# TRY IT
In the material below, find each line holding the string "added" and copy it.

# DATA UNDER STUDY
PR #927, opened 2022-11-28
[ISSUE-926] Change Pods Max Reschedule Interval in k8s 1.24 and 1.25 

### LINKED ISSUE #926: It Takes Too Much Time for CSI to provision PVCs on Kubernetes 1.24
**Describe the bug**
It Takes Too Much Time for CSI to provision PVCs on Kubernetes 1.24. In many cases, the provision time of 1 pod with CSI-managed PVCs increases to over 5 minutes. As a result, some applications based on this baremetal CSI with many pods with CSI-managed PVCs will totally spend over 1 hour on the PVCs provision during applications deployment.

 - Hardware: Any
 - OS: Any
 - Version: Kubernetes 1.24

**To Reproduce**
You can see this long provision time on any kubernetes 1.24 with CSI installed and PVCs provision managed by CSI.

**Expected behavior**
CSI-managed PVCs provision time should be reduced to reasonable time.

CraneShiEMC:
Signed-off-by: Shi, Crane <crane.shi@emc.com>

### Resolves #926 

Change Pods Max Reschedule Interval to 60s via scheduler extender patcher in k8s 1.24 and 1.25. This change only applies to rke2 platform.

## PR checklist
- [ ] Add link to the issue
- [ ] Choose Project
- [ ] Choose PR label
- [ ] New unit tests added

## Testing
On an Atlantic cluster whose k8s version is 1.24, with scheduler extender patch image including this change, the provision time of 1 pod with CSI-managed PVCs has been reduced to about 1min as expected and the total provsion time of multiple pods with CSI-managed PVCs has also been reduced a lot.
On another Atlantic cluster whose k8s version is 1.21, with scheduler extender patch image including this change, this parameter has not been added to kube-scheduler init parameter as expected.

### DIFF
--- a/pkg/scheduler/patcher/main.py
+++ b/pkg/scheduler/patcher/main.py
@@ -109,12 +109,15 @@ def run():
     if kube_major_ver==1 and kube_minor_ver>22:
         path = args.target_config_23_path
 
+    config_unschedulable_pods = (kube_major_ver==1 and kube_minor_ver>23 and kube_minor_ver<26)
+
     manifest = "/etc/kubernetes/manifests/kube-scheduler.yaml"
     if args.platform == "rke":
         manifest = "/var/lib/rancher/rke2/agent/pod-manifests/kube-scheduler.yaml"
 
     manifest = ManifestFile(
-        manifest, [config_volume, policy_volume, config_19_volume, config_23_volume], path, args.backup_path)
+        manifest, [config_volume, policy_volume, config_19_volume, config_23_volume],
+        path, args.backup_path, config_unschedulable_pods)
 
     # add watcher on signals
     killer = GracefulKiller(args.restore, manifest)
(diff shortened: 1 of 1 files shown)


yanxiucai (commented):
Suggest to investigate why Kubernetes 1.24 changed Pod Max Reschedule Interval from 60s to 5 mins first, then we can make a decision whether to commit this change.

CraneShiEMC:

# ANSWER FOR THIS EXERCISE
- [ ] New unit tests added
On another Atlantic cluster whose k8s version is 1.21, with scheduler extender patch image including this change, this parameter has not been added to kube-scheduler init parameter as expected.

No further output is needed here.